- Born: Hasan al-Salahayn Salih al-Sha'ari 1975 (age 50–51) Derna, Libya
- Occupation: Senior Islamic State leader

= Abu Habib al-Libi =

Libyan man

Hasan al-Salahayn Salih al-Sha'ari (حسن الصلاحين صالح الشعري, born 1975), known as Abu Habib al-Libi (أبو حبيب الليبي), is a Libyan man who has been a senior Islamic State leader in both Iraq and Libya.

==History==

He was born in Derna, Libya in 1975.

==Iraq==

After the 2003 invasion of Iraq, he traveled from Libya to Iraq via Syria to fight coalition forces. He was a member of Al-Qaeda in Iraq since at least 2004 and was an associate of Abu Umar al-Tunisi since then. According to a description given by the United States Department of the Treasury, he was personally trained by Abu Musab al-Zarqawi.

He was captured by American forces in Al-Karābilah, Al Anbar Governorate on September 6, 2005. A press release at the time says he admitted to being the improvised explosive device emir of Karabilah, responsible for conducting numerous bombings against Coalition and Iraqi forces.

==Libya==

In mid-2012 he was freed from jail in Iraq and returned to Libya, where he continued to support IS, starting a branch of IS in Libya in late 2014. He provided Tunisian IS leader Abu Umar al-Tunisi hundreds of thousands of dollars and dispatched experienced, trusted personnel to aid him between late 2012 and early 2013.

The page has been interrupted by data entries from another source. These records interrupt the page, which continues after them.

PR #834, opened 2015-01-23
Pom

rafalkrupinski:
- remove duplicate managed dep commons-lang3
- add missing slf implementation for some tests - slf4j-simple, managed dependency in the root pom
- add pluginManagement for the javadoc plugin to fix missing version warnings


rafalkrupinski:
Oh, OK

PR #840, opened 2015-01-26
[pom] Bring back source plugin to the default build

rafalkrupinski:
I't useful and unlike javadoc, doesn't influence build time


timmolter:
thanks. I agree.

PR #847, opened 2015-01-30
Adding extra (optionally provided) fields to Ticker.

sebster:
Hi,

Many exchanges provide more fields in the ticker than just the basic information contained in the Ticker class. Perhaps it would be an idea to add the common extra fields to the Ticker class and fill them in when they are available. That way a user of the API can still use the generic Ticker class, and see what information is available, instead of heaving to resort to using specific <Exchange>Ticker classes and not being able to use the generic classes at all.

As an example, the Volume Weighted Average Price (VWAP) is included in many tickers (though not always). I have added it to the Ticker class below and updated the Bitstamp and BTC-e adapters to adapt the ticker including the VWAP info. If an exchange does not provide VWAP, the ticker field will be empty (null).

This change does not break any existing code using the API.

If you consider this a useful change, I am willing to go through the other exchanges and update the adapters there where needed.

Best regards,
Sebastiaan


timmolter:
I'd be OK with this. Over the years, I've seen vwap quite a lot, so I think coverage of this parameter would be decent across exchanges.

@sebster can you see whay the PR cannot be merged? Do you need to update you develop branch with mine?

sebster:
Hi,

I messed up with the pull request (I forgot the git fetch before the rebase), sorry about that. I have fixed it, now the pull request merges.

Best regards,
Sebastiaan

By early 2014, he had given his oath of allegiance to IS leader Abu Bakr al-Baghdadi and in late 2014 he was leading IS military convoys in Derna, Libya.

===US and UN sanctions===
On 29 September 2015 he was made subject to sanctions by the United States Department of the Treasury. On 29 February 2016 he was sanctioned by the United Nations Security Council.